=== Saved entries ===
=== Begin Enclosure ===

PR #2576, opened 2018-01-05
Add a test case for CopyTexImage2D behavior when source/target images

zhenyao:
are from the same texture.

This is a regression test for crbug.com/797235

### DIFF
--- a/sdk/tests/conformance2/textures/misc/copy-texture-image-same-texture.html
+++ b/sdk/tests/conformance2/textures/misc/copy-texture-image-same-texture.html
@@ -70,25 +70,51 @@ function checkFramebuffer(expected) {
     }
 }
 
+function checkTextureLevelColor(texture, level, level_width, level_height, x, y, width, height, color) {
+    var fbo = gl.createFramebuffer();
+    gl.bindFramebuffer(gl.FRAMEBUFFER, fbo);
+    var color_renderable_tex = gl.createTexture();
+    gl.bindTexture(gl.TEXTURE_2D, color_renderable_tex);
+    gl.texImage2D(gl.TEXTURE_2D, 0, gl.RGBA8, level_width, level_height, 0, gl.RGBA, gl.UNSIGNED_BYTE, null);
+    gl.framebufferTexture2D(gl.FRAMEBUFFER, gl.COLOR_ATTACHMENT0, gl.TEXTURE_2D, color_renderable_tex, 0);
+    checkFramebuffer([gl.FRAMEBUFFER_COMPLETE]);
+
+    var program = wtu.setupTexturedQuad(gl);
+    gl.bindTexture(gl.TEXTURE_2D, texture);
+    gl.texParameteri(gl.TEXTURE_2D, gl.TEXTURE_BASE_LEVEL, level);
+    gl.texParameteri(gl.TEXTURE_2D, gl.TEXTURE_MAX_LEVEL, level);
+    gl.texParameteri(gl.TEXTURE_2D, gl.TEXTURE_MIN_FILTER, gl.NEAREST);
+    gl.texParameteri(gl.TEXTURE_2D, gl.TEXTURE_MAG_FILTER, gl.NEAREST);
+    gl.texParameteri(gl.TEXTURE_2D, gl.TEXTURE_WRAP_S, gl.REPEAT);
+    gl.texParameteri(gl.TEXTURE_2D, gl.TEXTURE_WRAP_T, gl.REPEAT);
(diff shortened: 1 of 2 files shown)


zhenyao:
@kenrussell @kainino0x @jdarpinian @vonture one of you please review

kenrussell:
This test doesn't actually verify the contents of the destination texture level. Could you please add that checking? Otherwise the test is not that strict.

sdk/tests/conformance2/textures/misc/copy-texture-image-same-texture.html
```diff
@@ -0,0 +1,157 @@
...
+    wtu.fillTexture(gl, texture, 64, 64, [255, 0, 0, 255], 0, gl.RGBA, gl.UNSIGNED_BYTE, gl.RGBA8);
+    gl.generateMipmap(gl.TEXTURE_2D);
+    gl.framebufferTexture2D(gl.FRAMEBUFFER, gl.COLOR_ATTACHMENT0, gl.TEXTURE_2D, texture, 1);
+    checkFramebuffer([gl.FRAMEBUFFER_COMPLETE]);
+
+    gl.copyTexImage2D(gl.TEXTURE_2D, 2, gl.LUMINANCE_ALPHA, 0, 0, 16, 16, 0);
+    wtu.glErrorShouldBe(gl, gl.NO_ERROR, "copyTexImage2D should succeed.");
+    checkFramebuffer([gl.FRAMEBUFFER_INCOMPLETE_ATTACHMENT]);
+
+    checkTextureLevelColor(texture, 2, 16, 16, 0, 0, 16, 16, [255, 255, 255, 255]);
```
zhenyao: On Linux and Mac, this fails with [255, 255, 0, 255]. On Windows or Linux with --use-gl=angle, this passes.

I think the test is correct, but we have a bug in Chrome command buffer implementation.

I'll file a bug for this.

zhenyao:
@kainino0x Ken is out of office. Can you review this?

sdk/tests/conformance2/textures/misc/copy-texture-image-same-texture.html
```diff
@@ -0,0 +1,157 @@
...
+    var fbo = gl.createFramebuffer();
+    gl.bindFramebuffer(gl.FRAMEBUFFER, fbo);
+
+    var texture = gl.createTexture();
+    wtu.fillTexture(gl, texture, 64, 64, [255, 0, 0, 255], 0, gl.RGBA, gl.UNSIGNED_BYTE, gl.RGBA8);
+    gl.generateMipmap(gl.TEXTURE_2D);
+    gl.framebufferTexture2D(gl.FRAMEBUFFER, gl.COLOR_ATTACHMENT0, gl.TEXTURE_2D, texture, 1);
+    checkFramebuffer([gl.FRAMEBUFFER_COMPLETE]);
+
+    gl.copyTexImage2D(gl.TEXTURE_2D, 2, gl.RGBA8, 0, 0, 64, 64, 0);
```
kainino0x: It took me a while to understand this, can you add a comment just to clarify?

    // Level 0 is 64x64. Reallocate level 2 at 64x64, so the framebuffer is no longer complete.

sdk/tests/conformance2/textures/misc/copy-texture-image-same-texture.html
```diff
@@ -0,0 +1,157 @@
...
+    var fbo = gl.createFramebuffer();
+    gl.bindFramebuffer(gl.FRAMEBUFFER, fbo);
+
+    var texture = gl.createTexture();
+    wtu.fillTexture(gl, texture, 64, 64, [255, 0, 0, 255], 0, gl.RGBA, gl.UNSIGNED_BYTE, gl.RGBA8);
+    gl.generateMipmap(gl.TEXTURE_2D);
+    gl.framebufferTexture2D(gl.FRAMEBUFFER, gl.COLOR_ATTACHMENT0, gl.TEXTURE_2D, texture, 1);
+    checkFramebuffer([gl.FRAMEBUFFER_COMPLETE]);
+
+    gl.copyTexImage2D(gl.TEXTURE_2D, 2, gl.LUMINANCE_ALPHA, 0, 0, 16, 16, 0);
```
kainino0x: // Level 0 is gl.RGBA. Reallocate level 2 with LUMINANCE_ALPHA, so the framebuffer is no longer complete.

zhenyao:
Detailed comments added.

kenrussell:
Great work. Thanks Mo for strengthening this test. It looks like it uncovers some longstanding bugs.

=== End Enclosure ===
=== Begin Enclosure ===

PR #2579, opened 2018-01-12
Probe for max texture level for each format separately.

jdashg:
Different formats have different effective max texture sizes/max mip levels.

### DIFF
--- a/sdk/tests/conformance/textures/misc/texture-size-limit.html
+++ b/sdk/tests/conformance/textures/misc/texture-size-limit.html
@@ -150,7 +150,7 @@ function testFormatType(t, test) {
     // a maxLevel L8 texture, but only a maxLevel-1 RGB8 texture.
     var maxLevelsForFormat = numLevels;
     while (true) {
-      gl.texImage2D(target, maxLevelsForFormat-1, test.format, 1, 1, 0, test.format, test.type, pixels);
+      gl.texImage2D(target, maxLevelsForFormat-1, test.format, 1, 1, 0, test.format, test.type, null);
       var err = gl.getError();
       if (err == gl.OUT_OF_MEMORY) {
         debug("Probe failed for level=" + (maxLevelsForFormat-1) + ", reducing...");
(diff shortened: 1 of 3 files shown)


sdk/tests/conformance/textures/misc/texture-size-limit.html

=== End Enclosure ===

=== What to produce ===
Pull every line with the string "limit" from the data above.

=== Output of the task ===
--- a/sdk/tests/conformance/textures/misc/texture-size-limit.html
+++ b/sdk/tests/conformance/textures/misc/texture-size-limit.html
sdk/tests/conformance/textures/misc/texture-size-limit.html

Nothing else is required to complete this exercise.